Chrome Extension API is fundamentally different:

	CDP	Chrome Extension API
Which browser?	New headless instance	Your actual running Chrome
Login sessions?	None (starts fresh)	All your existing cookies
Setup	Launch flag + port	Install extension once
Bot detection	High	Behaves like a real user
API level	DevTools protocol	`chrome.tabs`, `chrome.scripting`

The Extension API is higher-level — you call chrome.tabs.update() to navigate, chrome.scripting.executeScript() to click things, chrome.tabs.captureVisibleTab() to screenshot. Chrome handles everything underneath. No protocol sockets, no low-level DevTools messages.

How It Works Under the Hood

Manifest V3 Service Worker — The extension runs as a background service worker (MV3 requirement). To keep it alive past Chrome’s 30-second timeout, it uses a self-pinging keep-alive mechanism.

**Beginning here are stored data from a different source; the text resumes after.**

PR #108, opened 2022-07-22
symbol() is now used to generate fresh svars

giltho:
- create a FreshSvar LCmd to create symbolic variables, usable in a loop
- Removes the SpecVar command, which was only used to create fresh svars anyway
- Change the signature of AssumeType, which now takes an expression. It always could have anyway, since it's reverse-typing the expression anyway

### DIFF
--- a/Gillian-C/runtime/binops_common.gil
+++ b/Gillian-C/runtime/binops_common.gil
@@ -165,7 +165,7 @@ proc i__binop_mod(v1, v2) {
 proc i__binop_mulfs(v1, v2) {
         goto [ l-nth(v1, 0i) = "single" ] llon unde;
   llon: goto [ l-nth(v2, 0i) = "single" ] blon unde;
-  blon: ret := {{ "single", l-nth(v1, 1i) i* l-nth(v2, 1i) }};
+  blon: ret := {{ "single", l-nth(v1, 1i) * l-nth(v2, 1i) }};
         return;
   unde: fail[operator]("Using *s operator for non-long elements")
 };
--- a/Gillian-JS/lib/Compiler/JS2JSIL_Compiler.ml
+++ b/Gillian-JS/lib/Compiler/JS2JSIL_Compiler.ml
@@ -2198,7 +2198,7 @@ let rec translate_expr tr_ctx e :
       let cmd1 = (metadata, None, LLogic (FreshSVar x_v)) in
       let x_v = PVar x_v in
       let cmd2 =
-        (metadata, None, LLogic (LCmd.AssumeType (x_v, Type.StringType)))
+        (metadata, None, LLogic (LCmd.AssumeType (x_v, Type.BooleanType)))
       in
       ([ cmd1; cmd2 ], x_v, [])
   | JS_Parser.Syntax.Call (e_f, xes)
--- a/Gillian-JS/lib/Compiler/JS2JSIL_Compiler.ml
+++ b/Gillian-JS/lib/Compiler/JS2JSIL_Compiler.ml
@@ -2134,73 +2134,73 @@ let rec translate_expr tr_ctx e :
   | JS_Parser.Syntax.Call (e_f, xes)
     when e_f.JS_Parser.Syntax.exp_stx
          = JS_Parser.Syntax.Var js_symbolic_constructs.js_symb ->
-      let x =
-        match List.map (fun xe -> xe.JS_Parser.Syntax.exp_stx) xes with
-        | [ JS_Parser.Syntax.Var x ] -> "#" ^ x
+      let () =
+        match xes with
+        | [] -> ()
         | _ -> raise (Failure "Invalid symbolic")
       in
       let x_v = fresh_var () ^ "_v" in
-      let cmd1 = (metadata, None, LBasic (BCmd.Assignment (x_v, LVar x))) in
-      let cmd2 = (metadata, None, LLogic (LCmd.SpecVar [ x ])) in
+      let cmd1 = (metadata, None, LLogic (LCmd.FreshSVar x_v)) in
+      let x_v = PVar x_v in
+      let cmd2 =
+        (metadata, None, LLogic (LCmd.Assume (Not (Eq (x_v, Lit Empty)))))
+      in
       let cmd3 =
-        (metadata, None, LLogic (LCmd.Assume (Not (Eq (LVar x, Lit Empty)))))
+        (metadata, None, LLogic (LCmd.Assume (Not (Eq (x_v, Lit Nono)))))
       in
       let cmd4 =
-        (metadata, None, LLogic (LCmd.Assume (Not (Eq (LVar x, Lit Nono)))))
-      in
-      let cmd5 =
         ( metadata,
           None,
           LLogic
-            (LCmd.Assume (Not (Eq (UnOp (TypeOf, LVar x), Lit (Type ListType)))))
+            (LCmd.Assume (Not (Eq (UnOp (TypeOf, x_v), Lit (Type ListType)))))
         )
       in
-      ([ cmd1; cmd2; cmd3; cmd4; cmd5 ], PVar x_v, [])
+      ([ cmd1; cmd2; cmd3; cmd4 ], x_v, [])
   | JS_Parser.Syntax.Call (e_f, xes)
     when e_f.JS_Parser.Syntax.exp_stx
          = JS_Parser.Syntax.Var js_symbolic_constructs.js_symb_number ->
-      let x =
-        match List.map (fun xe -> xe.JS_Parser.Syntax.exp_stx) xes with
-        | [ JS_Parser.Syntax.Var x ] -> "#" ^ x
+      let () =
+        match xes with
+        | [] -> ()
         | _ -> raise (Failure "Invalid symb_number")
       in
       let x_v = fresh_var () ^ "_v" in
-      let cmd1 = (metadata, None, LBasic (BCmd.Assignment (x_v, LVar x))) in
-      let cmd2 = (metadata, None, LLogic (LCmd.SpecVar [ x ])) in
-      let cmd3 =
-        (metadata, None, LLogic (LCmd.AssumeType (x, Type.NumberType)))
+      let cmd1 = (metadata, None, LLogic (FreshSVar x_v)) in
+      let x_v = PVar x_v in
+      let cmd2 =
+        (metadata, None, LLogic (LCmd.AssumeType (x_v, Type.NumberType)))
       in
-      ([ cmd1; cmd2; cmd3 ], PVar x_v, [])
+      ([ cmd1; cmd2 ], x_v, [])
   | JS_Parser.Syntax.Call (e_f, xes)
     when e_f.JS_Parser.Syntax.exp_stx
          = JS_Parser.Syntax.Var js_symbolic_constructs.js_symb_string ->
-      let x =
-        match List.map (fun xe -> xe.JS_Parser.Syntax.exp_stx) xes with
-        | [ JS_Parser.Syntax.Var x ] -> "#" ^ x
-        | _ -> raise (Failure "Invalid symb_number")
+      let () =
+        match xes with
+        | [] -> ()
+        | _ -> raise (Failure "Invalid symb_string")
       in
       let x_v = fresh_var () ^ "_v" in
-      let cmd1 = (metadata, None, LBasic (BCmd.Assignment (x_v, LVar x))) in
-      let cmd2 = (metadata, None, LLogic (LCmd.SpecVar [ x ])) in
-      let cmd3 =
-        (metadata, None, LLogic (LCmd.AssumeType (x, Type.StringType)))
+      let cmd1 = (metadata, None, LLogic (FreshSVar x_v)) in
+      let x_v = PVar x_v in
+      let cmd2 =
+        (metadata, None, LLogic (LCmd.AssumeType (x_v, Type.StringType)))
       in
-      ([ cmd1; cmd2; cmd3 ], PVar x_v, [])
+      ([ cmd1; cmd2 ], x_v, [])
   | JS_Parser.Syntax.Call (e_f, xes)
     when e_f.JS_Parser.Syntax.exp_stx
          = JS_Parser.Syntax.Var js_symbolic_constructs.js_symb_bool ->
-      let x =
-        match List.map (fun xe -> xe.JS_Parser.Syntax.exp_stx) xes with
-        | [ JS_Parser.Syntax.Var x ] -> "#" ^ x
+      let () =
+        match xes with
+        | [] -> ()
         | _ -> raise (Failure "Invalid symb_bool")
       in
       let x_v = fresh_var () ^ "_v" in
-      let cmd1 = (metadata, None, LBasic (BCmd.Assignment (x_v, LVar x))) in
-      let cmd2 = (metadata, None, LLogic (LCmd.SpecVar [ x ])) in
-      let cmd3 =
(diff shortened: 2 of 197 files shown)


GillianCore/engine/GeneralSemantics/General/GInterpreter.ml
```diff
@@ -541,25 +541,19 @@ struct
 
     let eval_expr = make_eval_expr state in
     match lcmd with
-    | AssumeType (x, t) -> (
-        match Val.from_expr (LVar x) with
+    | AssumeType (e, t) -> (
+        match Val.from_expr e with
```
PetarMax, line 545: Should this not evaluate the expression properly?

GillianCore/utils/generators.ml
```diff
@@ -28,8 +28,11 @@ let fresh_lvar, reset_lvar = fresh_sth lvar_prefix
 (** Logical variable counter *)
 let fresh_lvar_bi, reset_lvar_bi = fresh_sth lvar_prefix_bi
 
+let fresh_svar, reset_svar = fresh_sth "#gen__"
```
PetarMax, line 31: How does this prefix interact with, say, `#var` or just `#` later on?

GillianCore/engine/GeneralSemantics/General/GInterpreter.ml
```diff
@@ -587,7 +581,11 @@ struct
                | Some state' -> [ state' ]
                | _ -> [])
              fos)
-    | SpecVar xs -> [ State.add_spec_vars state (Var.Set.of_list xs) ]
+    | FreshSVar x ->
+        let new_svar = Generators.fresh_svar () in
+        let state' = State.add_spec_vars state (SS.singleton x) in
+        let v = State.eval_expr state' (LVar new_svar) in
```
PetarMax, line 587: Ah, so here the expression is evauated properly (see below)...

GillianCore/engine/GeneralSemantics/General/GInterpreter.ml
```diff
@@ -587,7 +581,11 @@ struct
                | Some state' -> [ state' ]
                | _ -> [])
              fos)
-    | SpecVar xs -> [ State.add_spec_vars state (Var.Set.of_list xs) ]
+    | FreshSVar x ->
+        let new_svar = Generators.fresh_svar () in
+        let state' = State.add_spec_vars state (SS.singleton x) in
```
PetarMax, line 586: This seems to be a program variable `x`? If so, it can't go into the `spec_vars`, `v` should go into the spec vars?

GillianCore/engine/GeneralSemantics/General/GInterpreter.ml
```diff
@@ -587,7 +581,11 @@ struct
...
+        let v = State.eval_expr state' (LVar new_svar) in
+        [ update_store state' x v ]
```
PetarMax, line 588: Should we check that `x` actually has the format of a program variable name?

Gillian-JS/lib/Parsing/Javert_Lexer.mll
```diff
@@ -122,7 +122,7 @@
       "assert",       Javert_Parser.ASSERT;
       "assume",       Javert_Parser.ASSUME;
       "assume_type",  Javert_Parser.ASSUME_TYPE;
-      "spec_var",     Javert_Parser.SPEC_VAR;
+      "symbol", Javert_Parser.SYMBOL;
```
PetarMax, line 125: Alignment?

GillianCore/CommandLine/CommandLine.ml
```diff
@@ -447,6 +447,7 @@ struct
         incremental
         entry_point
         () =
+      let () = Fmt_tty.setup_std_outputs () in
```
PetarMax, line 450: I think this is separate from the spec vars?

Gillian-C/runtime/binops_common.gil
```diff
@@ -165,7 +165,7 @@ proc i__binop_mod(v1, v2) {
 proc i__binop_mulfs(v1, v2) {
         goto [ l-nth(v1, 0i) = "single" ] llon unde;
   llon: goto [ l-nth(v2, 0i) = "single" ] blon unde;
-  blon: ret := {{ "single", l-nth(v1, 1i) i* l-nth(v2, 1i) }};
+  blon: ret := {{ "single", l-nth(v1, 1i) * l-nth(v2, 1i) }};
```
PetarMax, line 168: Not sure what happened here?

GillianCore/GIL_Parser/GIL_Lexer.mll
```diff
@@ -110,7 +110,7 @@
       "assert",       GIL_Parser.ASSERT;
       "assume",       GIL_Parser.ASSUME;
       "assume_type",  GIL_Parser.ASSUME_TYPE;
-      "spec_var",     GIL_Parser.SPEC_VAR;
+      "symbol",       GIL_Parser.SYMBOL;
```
PetarMax, line 113: It's a symbolic variable - I'm more for sth along the lines of `fresh_svar`.

Gillian-JS/lib/Compiler/JS2JSIL_Compiler.ml
```diff
@@ -2134,73 +2134,73 @@ let rec translate_expr tr_ctx e :
...
       in
       let x_v = fresh_var () ^ "_v" in
-      let cmd1 = (metadata, None, LBasic (BCmd.Assignment (x_v, LVar x))) in
-      let cmd2 = (metadata, None, LLogic (LCmd.SpecVar [ x ])) in
-      let cmd3 =
-        (metadata, None, LLogic (LCmd.AssumeType (x, Type.BooleanType)))
+      let cmd1 = (metadata, None, LLogic (FreshSVar x_v)) in
+      let x_v = PVar x_v in
+      let cmd2 =
+        (metadata, None, LLogic (LCmd.AssumeType (x_v, Type.StringType)))
```
PetarMax, line 2201: `BooleanType`!

PetarMax (changes requested):
Some comments...

GillianCore/utils/generators.ml
giltho: I tried to choose a prefix that wasn't used anywhere else, but that could be broken by a future instantiation
I believe we should intern all variable names, and that would make it easier to ensure freshness when generating them
But even if it can be broken in the future, this is still more resilient than what was there before

GillianCore/engine/GeneralSemantics/General/GInterpreter.ml
giltho: So, I agree, but Jose's code was saying that he needs to evaluate it and I don't know why 🙃

GillianCore/engine/GeneralSemantics/General/GInterpreter.ml
giltho: Oh god you're right!

GillianCore/engine/GeneralSemantics/General/GInterpreter.ml
PetarMax: I mean, yes, we can, but in this case the two are equivalent - we should choose one, probably expression evaluation rather than `Val.from_expr`.

GillianCore/engine/GeneralSemantics/General/GInterpreter.ml
giltho: Probably yes. Ideally, we wouldn't use strings for variables and it would be type-sound...

GillianCore/utils/names.ml
```diff
@@ -19,6 +19,8 @@ let aloc_prefix = "_$l_"
 (** Logical variable prefix  *)
 let lvar_prefix = "_lvar_"
 
+let svar_prefix = "#var_"
```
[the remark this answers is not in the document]
giltho: Ah wait, this line should simply go away!

GillianCore/engine/GeneralSemantics/General/GInterpreter.ml
giltho: I'm not sure it should, the goal is to reverse-type the expression itself, and then add whatever types to the typenv, it's not really required to evaluate the expression, and it's a logic command, so Val.from_expr is guaranteed to exist

giltho: Ah, but I do want to evaluate it, because I want to type the lvar properly, not the pvar

Gillian-C/runtime/binops_common.gil
giltho: I fixed also the bulk execution in Gillian-C... Some tests were dying actually, and I wasn't detecting that
That was one reason

GillianCore/GIL_Parser/GIL_Lexer.mll
giltho: fresh_svar it is

Gillian-JS/lib/Compiler/JS2JSIL_Compiler.ml
```diff
@@ -2134,73 +2134,73 @@ let rec translate_expr tr_ctx e :
   | JS_Parser.Syntax.Call (e_f, xes)
```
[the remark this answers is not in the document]
giltho: I know why it was there: it was giving a name to the variable.
var x = symb_num(y) -> x : #y in the store
But now that we're generating them dynamically, that doesn't work anymore.

GillianCore/utils/generators.ml
giltho: Got it now, #var just doesn't exist

Gillian-JS/lib/Compiler/JS2JSIL_Compiler.ml
giltho: Fixed

GillianCore/engine/GeneralSemantics/General/GInterpreter.ml
giltho: FIxed

GillianCore/engine/GeneralSemantics/General/GInterpreter.ml
giltho: I decided, it's going to be Val.from_expr. It's cleaner in theory: the lvar is fresh, it always evaluates to itself, and any other interpretation would be wrong.

GillianCore/engine/GeneralSemantics/General/GInterpreter.ml
giltho: It's not done in Assignment, so I'm just not going to do it there.

GillianCore/CommandLine/CommandLine.ml
giltho: That is because, plot twist, failure during wpst would not result in any failure at all

Gillian-JS/lib/Compiler/JS2JSIL_Compiler.ml
```diff
@@ -2134,73 +2134,73 @@ let rec translate_expr tr_ctx e :
...
+      let () =
+        match xes with
+        | [] -> ()
         | _ -> raise (Failure "Invalid symbolic")
       in
       let x_v = fresh_var () ^ "_v" in
-      let cmd1 = (metadata, None, LBasic (BCmd.Assignment (x_v, LVar x))) in
-      let cmd2 = (metadata, None, LLogic (LCmd.SpecVar [ x ])) in
+      let cmd1 = (metadata, None, LLogic (LCmd.FreshSVar x_v)) in
+      let x_v = PVar x_v in
```
PetarMax, line 2144: So we're definitely not checking if `x_v` is actually a `PVar` name, rather than, say `#imapvar`?

Gillian-JS/lib/Compiler/JS2JSIL_Compiler.ml
```diff
@@ -2134,73 +2134,73 @@ let rec translate_expr tr_ctx e :
...
+        | [] -> ()
         | _ -> raise (Failure "Invalid symb_number")
       in
       let x_v = fresh_var () ^ "_v" in
-      let cmd1 = (metadata, None, LBasic (BCmd.Assignment (x_v, LVar x))) in
-      let cmd2 = (metadata, None, LLogic (LCmd.SpecVar [ x ])) in
-      let cmd3 =
-        (metadata, None, LLogic (LCmd.AssumeType (x, Type.NumberType)))
+      let cmd1 = (metadata, None, LLogic (FreshSVar x_v)) in
+      let x_v = PVar x_v in
```
PetarMax, line 2169: Same as above...

Gillian-JS/lib/Compiler/JS2JSIL_Compiler.ml
```diff
@@ -2134,73 +2134,73 @@ let rec translate_expr tr_ctx e :
...
+        | [] -> ()
+        | _ -> raise (Failure "Invalid symb_string")
       in
       let x_v = fresh_var () ^ "_v" in
-      let cmd1 = (metadata, None, LBasic (BCmd.Assignment (x_v, LVar x))) in
-      let cmd2 = (metadata, None, LLogic (LCmd.SpecVar [ x ])) in
-      let cmd3 =
-        (metadata, None, LLogic (LCmd.AssumeType (x, Type.StringType)))
+      let cmd1 = (metadata, None, LLogic (FreshSVar x_v)) in
+      let x_v = PVar x_v in
```
PetarMax, line 2184: Same as above-above...

Gillian-JS/lib/Compiler/JS2JSIL_Compiler.ml
```diff
@@ -2134,73 +2134,73 @@ let rec translate_expr tr_ctx e :
...
+        | [] -> ()
         | _ -> raise (Failure "Invalid symb_bool")
       in
       let x_v = fresh_var () ^ "_v" in
-      let cmd1 = (metadata, None, LBasic (BCmd.Assignment (x_v, LVar x))) in
-      let cmd2 = (metadata, None, LLogic (LCmd.SpecVar [ x ])) in
-      let cmd3 =
-        (metadata, None, LLogic (LCmd.AssumeType (x, Type.BooleanType)))
+      let cmd1 = (metadata, None, LLogic (FreshSVar x_v)) in
+      let x_v = PVar x_v in
```
PetarMax, line 2199: Guess what?

GillianCore/GIL_Syntax/LCmd.ml
```diff
@@ -8,8 +8,8 @@ type t = TypeDef__.lcmd =
   | Macro of string * Expr.t list  (** Macro            *)
   | Assert of Formula.t  (** Assert           *)
   | Assume of Formula.t  (** Assume           *)
-  | AssumeType of string * Type.t  (** Assume Type      *)
-  | SpecVar of string list  (** Spec Var         *)
+  | AssumeType of Expr.t * Type.t  (** Assume Type      *)
+  | FreshSVar of string  (** x := Symbol() *)
```
PetarMax, line 12: ...technically, `fresh_svar()` instead of `Symbpl()`...

PetarMax (changes requested):
Minor

Gillian-JS/lib/Compiler/JS2JSIL_Compiler.ml
giltho: So it can't be. In that case, that corresponds to a JS function call, so it has to be a JS program variable

PetarMax (dismissed):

Request-Response over WebSocket — Each command gets a requestId (UUID). The server sends { requestId, tool, args } to the extension. The extension responds with { requestId, data } or { requestId, error }. The server matches responses to pending Promises with a 15-second timeout.

Screenshot as Base64 Image — captureVisibleTab() returns a data URL. The server strips the data:image/png;base64, prefix and returns the raw base64 as an MCP image content block. Claude receives it as a first-class image it can see and reason about.

DOM extraction — browser_get_dom uses querySelectorAll to find up to 80 interactive elements and returns them as a structured list with ref IDs (e0, e1, …) that Claude can reference in subsequent click commands.

Setup

Run the MCP server: cd server && npm install && npm run build && node dist/index.js
Register it in Claude Code (.claude.json mcpServers)
Load the extension: chrome://extensions → Developer mode → Load unpacked → select extension/
Done. Ask Claude: “open google.com” — it controls your browser

What Makes It Different

Most AI browser tools are automation frameworks pretending to be AI tools. You define scripts; AI fills in parameters.

MCP Browser is inverted: Claude reasons about what needs to happen, reads the DOM to understand the page structure, takes screenshots to verify results, and adapts in real-time. No scripts. No selectors defined in advance. Claude figures out the page by looking at it.

It’s the difference between giving Claude a remote control and giving it eyes.